BEGIN Records for the exercise
PR #455, opened 2021-07-23
Use only S3 storage

Shillaker:
This PR follows on from #432 and removes the optionality around the file storage backend, using only S3 (Minio in a local environment).

The file upload/ access part of the codebase was originally hacked together in a rush, and hasn't seen any updates for a long time. As a result, updating it revealed quite a bit of flaky/ unstable code as well as big gaps in testing. I've tried to add missing tests and improve error handling and logging where possible. 

Changes:

- Merge the `S3FileLoader` with the `FileLoader` interface to leave one concrete `FileLoader` class. 
- Merge everything from `conf/function_utils` into the `FileLoader` as well (as this was the only place it was used).
- Remove `LocalFileLoader` and `FileserverFileLoader` as these are no longer needed.
- Remove distinction between `shared` and `shared_store` directories which were only needed to support the fileserver (now we just have a single `shared` directory for caching shared files locally).
- Group functions related to the same file types in the `FileLoader` class (function wasm files, function object files, shared files etc.).
- Add new tests for `FileLoader` and repurpose all useful `FileserverFileLoader` and `LocalFileLoader` tests.
- Move codegen into a separate `codegen/MachineCodeGenerator` class which _uses_ the `FileLoader`, rather than having the codegen be _part of_ the `FileLoader`.
- Add Python CLI to the local dev cluster setup.
- Add tests for distributed Python file handling and upload server error handling.
- Make the distributed tests more representative of a real deployment by adding the CPP client to compile and upload functions to the upload server (rather than relying on shared directories) 
- Remove unnecessary `if (boost::filesystem::exists(path))` checks before `boost::filesystem::remove(path)`.

Note that both the `FileLoader` and `UploadServer` classes have basically been rewritten, so the diff isn't very useful.


src/wamr/codegen.cpp
```diff
@@ -75,6 +75,10 @@ std::vector<uint8_t> wamrCodegen(std::vector<uint8_t>& wasmBytes, bool isSgx)
     // Read object bytes back in
     std::vector<uint8_t> objBytes =
       faabric::util::readFileToBytes(temp.c_str());
+
+    // Delete the file
+    boost::filesystem::remove(temp.c_str());
```
Shillaker, line 80: This avoids all the WAMR codegen temporary files hanging around.

docs/api.md
```diff
@@ -3,12 +3,11 @@
 Most interactions with Faasm can be performed through the [CLI](cli.md),
```
Shillaker, line 3: Just trimming/ formatting in this file

tests/test/storage/test_shared_files.cpp
```diff
@@ -1,32 +1,47 @@
...
 #include <faabric/util/files.h>
+#include <storage/FileLoader.h>
 #include <storage/SharedFiles.h>
 
 using namespace storage;
 
 namespace tests {
-TEST_CASE("Check sync shared file", "[storage]")
+
+class SharedFilesTestFixture : public S3TestFixture
```
csegarragonz, line 18: Why isn't this under `utils/faasm_fixtures.h`? What is the criterion to include fixtures or not?

I assume we include fixtures there if they are used in more than one file, that works for me, but just double-checking.

csegarragonz (changes requested):
LGTM. Couple questions and minor-comments.

include/upload/UploadServer.h
```diff
@@ -25,23 +28,29 @@ class UploadServer
...
-
-    static std::vector<std::string> getPathParts(const http_request& request);
-
-    static std::vector<uint8_t> getState(const http_request& request);
-
   private:
     bool stopped = false;
 
-    static void handlePythonFunctionUpload(const http_request& request);
+    static std::vector<uint8_t> getState(const std::string& user,
```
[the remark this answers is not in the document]
Shillaker: Remember that `static` here means a `static` class variable (not `static` in the sense of global variables/ functions), so I'm not sure what relevance its `private` status has (i.e. you can have `public` static class methods too). The reason these methods are `static` is because the `cpprestsdk` requires that requests are handled by using static methods (e.g. [`handleGet`](https://github.com/faasm/faasm/blob/master/include/upload/UploadServer.h#L22)), and these methods are called from within those.

src/codegen/MachineCodeGenerator.cpp
```diff
@@ -0,0 +1,144 @@
+#if (WAMR_EXECUTION_MODE_INTERP)
```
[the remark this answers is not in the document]
Shillaker: No, this is just ported over from where it lived before. If we no longer support interpreter mode we should remove `WAMR_EXECUTION_MODE_INTERP` completely (it still exists in `CMakeLists.txt`, `WAMRWasmModule.cpp` etc.). Removing it from here would be part of that work.

tests/test/codegen/test_machine_code_generator.cpp
```diff
@@ -0,0 +1,232 @@
...
+
+    bool isCodegenRepeatable = true;
+    SECTION("WAVM codegen")
+    {
+        conf.wasmVm = "wavm";
+        objectFileA = "/tmp/obj/demo/hello/function.wasm.o";
+        objectFileB = "/tmp/obj/demo/echo/function.wasm.o";
+    }
+
+    SECTION("WAMR codegen")
```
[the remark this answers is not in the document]
Shillaker: I've added this now but it seems the SGX codegen is even less repeatable than the normal WAMR one. Normal WAMR produces the same number of bytes but with different contents, whereas the SGX codegen produces slightly different lengths of bytes each time 🤷 . I guess we'll learn more as we get into the SGX experiments in more detail.

tests/test/storage/test_shared_files.cpp
Shillaker: Yes it's not a hard and fast rule but generally fixtures should contain things that are useful to testing more than one _component_ of the system (this is _mostly_ indicated by being needed in more than one test file). In this case, this logic is only needed for testing the shared files, so doesn't merit a fixture. However, the other fixture in this PR where it reads in wasm and object files up front, is useful for testing machine code generation and shared file handling, so is in a fixture. 

All that said, we do have to be careful to keep the fixtures simple, and make sure we're not testing the same system component in multiple files (as this suggests wasted effort or a poor class/ module structure). Again though, no hard and fast rules, just make a call case-by-case.

csegarragonz (approved):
END Records for the exercise
→ What you have to do: Go through the records and report each line that contains "SECTION".

→ Output for this exercise:
+    SECTION("WAVM codegen")
+    SECTION("WAMR codegen")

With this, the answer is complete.